PR #3177, opened 2018-05-14
Profile feature

### LINKED ISSUE #2625: Permissions error when user can add/edit but not browse
- Laravel Version: 5.5
- Voyager Version: 1.0
- PHP Version: 7.1

### Description:
When saving your profile, users who do not have access to Browse Users are returned to the `users/index` view which throws a permissions error. 

### Steps To Reproduce:

- Create a new user with a role of `user`
- Make sure the user role does not have any BREAD permissions for the `users` database
- Login as the new user
- Go to > Profile > Edit My Profile
- Click Save

Error is returned: `AccessDeniedHttpException This action is unauthorized.` which is correct as this user does not have access to Browse users.

### Solution:

Update the `VoyagerBreadController` function `update()` from 

`->route("voyager.{$dataType->slug}.index")`

to 

`->route(Voyager::can('browse_' . $dataType->slug) ? "voyager.{$dataType->slug}.index" : "voyager.dashboard")`

This redirects to the dashboard instead of to the index slug, which should catch the permissions error. 

Is there a better / more elegant way of doing this?

Braiani:
This PR introduce the `VoyagerProfileController` and implement the suggestion on #2625 (fixes #2625).
Now an user that can't BREAD the users table can edit his own profile.
+ Added a verification that prevents the user gain unauthorized permissions. With that, even if the user inject an input called `role_id` it won't take effect, as the request is validated and the main role is edited.
+ The same occurs with the additional roles that are taken out of the request.


cyrildewit:
This looks like a clean solution! Did someone else already confirm the fixes? I can't test this fix right now, because my Homestead is erroring. I might be able to get it working tonight.

Tagging @MrCrayon

fletch3555:
If someone else confirms this is working well, I'll gladly get it merged in.  I'm also unable to test it right now.

MrCrayon:
I'm out and I can't test it but I think this PR should also address the preserving of user_belongstomany_role_relationship values. 
Right now it should work only because of the temporary fix that doesn't allow user_belongstomany_role_relationship to be reset.

cyrildewit:
> Right now it should work only because of the temporary fix that doesn't allow user_belongstomany_role_relationship to be reset.

@MrCrayon do you mean this temporary fix by @emptynick? https://github.com/the-control-group/voyager/pull/3014

cyrildewit:
What about replacing the `/admin/users/1/edit` url with `/admin/profile/edit`? It looks cleaner in my opinion. We can reuse `edit-add` view.

MrCrayon:
@cyrildewit yes, that one

src/Http/Controllers/VoyagerProfileController.php
```diff
@@ -0,0 +1,61 @@
...
+
+        //Verify if user tries to modify his own role
+        if ($request->has('role_id')) {
+            $request->merge(['role_id' => $request->user()->role->id]);
+        }
+
+        if($request->has('user_belongstomany_role_relationship')){
+            $request->offsetUnset('user_belongstomany_role_relationship');
+        }
+
```
cyrildewit: I think you missed the `user_belongsto_role_relationship` field.

```php
if ($request->has('user_belongsto_role_relationship')) {
    $request->offsetUnset('user_belongsto_role_relationship');
}
```

I was able to change my main role to something different by adding `<input type="text" class="form-control" id="user_belongsto_role_relationship" name="user_belongsto_role_relationship" value="1">` to the page.

MrCrayon: @cyrildewit I think you discovered a new bug.
AFAIK the belogsto (belongstomany is different) is never sent in an edit request because the name is set as:
```php
<select class="form-control select2" name="{{ $options->column }}">
```
in relationship.blade.php, where $option->column is the column referred in the same table (es. role_id)
Therefore the belogsto should never be taken in consideration in the request.

cyrildewit:
I thought I made a mistake, so I removed the review. When I can confirm this bug with full certainty, I will re-add the review.

cyrildewit:
## user_belongsto_role_relationship

Okey, I rechecked the bug and it's really a bug.

### Steps to Reproduce

1. Go to profile
2. Edit profile
3. Add following field to the webpage `<input type="text" class="form-control" name="user_belongsto_role_relationship" value="!! RANDOM_NUMBER !!">`

src/Http/Controllers/VoyagerProfileController.php
cyrildewit: I already reviewed this, but I kind of panicked when I thought I made a mistake and removed it without thinking....

I think you also need to remove the `user_belongsto_role_relationship` field from the request.

```php
if ($request->has('user_belongsto_role_relationship')) {
    $request->offsetUnset('user_belongsto_role_relationship');
}
```

I was able to change my default role by inserting the following input to the webpage: `<input type="text" class="form-control" name="user_belongsto_role_relationship" value="!! RANDOM_NUMBER !!">`

src/Http/Controllers/VoyagerProfileController.php
```diff
@@ -0,0 +1,61 @@
...
+        if ($val->fails()) {
+            return response()->json(['errors' => $val->messages()]);
+        }
+
+        if (!$request->ajax()) {
+            $this->insertUpdateData($request, $slug, $dataType->editRows, $data);
+
+            event(new BreadDataUpdated($dataType, $data));
+            
+            $route = $request->user()->can('browse', $data) ? 'voyager.users.index' : 'voyager.profile';
```
cyrildewit: Can we not just always redirect the user back to his profile?

cyrildewit (changes requested):

src/Http/Controllers/VoyagerProfileController.php
Braiani: Thanks for the reply.. I'll check here and submit another commit solving this problem!

src/Http/Controllers/VoyagerProfileController.php
Braiani: I used it because if the user comes to here from the users browse page and edit his own user, it'll be redirect to profile page... In fact, I'm thinking on improving this based on the incoming page the user access the user edit page... Any suggestion?

Braiani:
> Right now it should work only because of the temporary fix that doesn't allow user_belongstomany_role_relationship to be reset.

> @MrCrayon do you mean this temporary fix by @emptynick? #3014

I'll work on it.

@fletch3555 could you wait until I solve this problems without close this PR?

src/Http/Controllers/VoyagerProfileController.php
MrCrayon: I think it can be done, if we exclude saving it in session, adding a returnUrl hidden input in edit page, so you know if you are editing coming from profile or user list.

I liked the more generic idea to have user sent back as @carlost89 suggested in #2625 :
```php
return redirect()->back()
```
when they don't have browse permission, but that would need to be applied in VoyagerBase.

MrCrayon:
I'm not a big fan of duplicating code that's why I approched the problem that way in #3016.
But I like the idea of Profiles being someway managed differently than users.

I was thinking if we create a BREAD Profiles that uses the same Model (TCG\Voyager\Models\User) and same Policy, we could set in BREAD that role_id is not editable.
This way without adding any other checks it should work.
Plus it would be possibile to have a user that can manage other users editing their profile but it wouldn't be able to change their roles.

Thoughts?

P.S.
I tried doing this and it looks like it's working but I didn't do extensive tests.

src/Http/Controllers/VoyagerProfileController.php
cyrildewit: @MrCrayon suggestion looks good:

```php
return redirect()->back();
```

fletch3555: You should never reach the point where you don't know where to redirect back to with this.  You can view your profile, edit your profile, and save your edited profile.  We just need to choose whether you go back to the "edit" form page, or the "view" page.  My preference for the view page.  Using `redirect()->back()` solves the problem to an extent as it will always go back to the same place since there's only one form that should ever submit to this, right?

I agree we don't need the conditional here, but I don't quite agree with `redirect()->back()` either.  Convince me?

cyrildewit: @fletch3555 we could decouple the relation between `/admin/profile` and `/admin/users/1`?

Yes we have to create two controllers, but I don't see any problems.

### My Profile feature

View URL: `/admin/profile`
Edit URL: `/admin/profile/edit` (redirects to: `/admin/profile`)

### User BREAD feature

Browse URL: `/admin/users`
View URL: `/admin/users/{id}`
Edit URL: `/admin/users/{id}/edit` (redirects to: `/admin/users/{id}`)

fletch3555: Sorry for the delay, but yes @cyrildewit, that's exactly what this PR does.

fletch3555:
@MrCrayon, I'm not a fan of encouraging multiple BREADs per table in this version of Voyager, since it's not a feature supported by the UI.  @emptynick was working a version for a future release that is a complete rewrite of the UI and does support multiple BREADs, so we can definitely revisit that idea when that's more mature.

For now, I'd like to continue with the ProfileController in this PR (`/admin/profile` != `/admin/user/{x}`).

@Braiani, please let me know when you're ready and we'll review it then.  Thanks!

src/Http/Controllers/VoyagerProfileController.php
cyrildewit: @fletch3555 not exactly. If you edit your profile at the moment, you will be pointed to `/admin/users/{id}/edit` instead of `/admin/profile/edit`.

fletch3555: That's not what this PR should be doing.  Perhaps a link was missed.

If you edit a user (that happens to be your own), you should go to `/admin/users/{id}/edit` like normal.
If you edit your profile, you should visit `/admin/profile/edit` (with the changes in this PR at least).

Submitting the edit form on either of those pages should return you to their respective "view" page (`/admin/users/{id}` or `/admin/profile`)

cyrildewit: Do you mean that this PR should not add the extra route `/admin/profile/edit`?

Braiani: I was talking with @emptynick yesterday about this feat. I'll do some improvements with the routes to use `admin/profile/edit` when accessing the profile edit page and `admin/user/{id}/edit` when is editing an user.
I'll do it on this week!

@fletch3555 is there anything you want me to improve on the profile feature?

Braiani:
@fletch3555, Could you check if my improvement is good enough? If you think there's more to do, just say what is needed!
@emptynick could you check it too?

tanys123:
Hi guys, how is the review progress? Is there anything that i can help on?

Braiani:
Thanks @emptynick for the fixes!

MrCrayon:
This PR introduces profiles, so a user can safely modify it's own profile without being able to modify associated roles.
Said that I think there are some points that needs to be addressed:

1. I'm still able to go to admin/users/MYID/edit and exploit bug there.
I think user policy need to be changed and a policy for profile need to be created.
2. Value of user_belongstomany_role_relationship still need to be preserved.
Right now the value is not cleared only because temporary fix #3014 doesn't let any belongsToMany relationship to be cleared.
3. Revert 3014

fletch3555:
@MrCrayon, @emptynick and I were talking earlier, and believe a couple simple changes would meet your needs. We keep the profile page here, and add a redirect in the UsersController as follows:

If $requestedUserId == $currentUserId, then redirect to profile page

This way, a user will require the `edit_users` permission to access `admin/users/{id}/edit`, but can access `/admin/profile/edit` without it.  This would be a breaking change due to the needed creation of a UsersController, and would therefore wait until v1.2.

In parallel, we can add some validation around what fields are submitted and saved, which should meet your immediate concerns, but that's different than this PR(even though this stemmed from that discussion).

Thoughts?

MrCrayon:
@fletch3555 I'm not sure what you mean with redirect to profile page.

Can you have a look at #3016?
AFAIK that works, so maybe somethng can be taken from there.

Meanwhile I'm in slack group.

emptynick:
Also fixed in #3016.
Merged into 1.x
============
## What is expected
Nothing but the lines with "always" should be returned, copied from the entries above.

## Response below
cyrildewit: Can we not just always redirect the user back to his profile?
fletch3555: You should never reach the point where you don't know where to redirect back to with this.  You can view your profile, edit your profile, and save your edited profile.  We just need to choose whether you go back to the "edit" form page, or the "view" page.  My preference for the view page.  Using `redirect()->back()` solves the problem to an extent as it will always go back to the same place since there's only one form that should ever submit to this, right?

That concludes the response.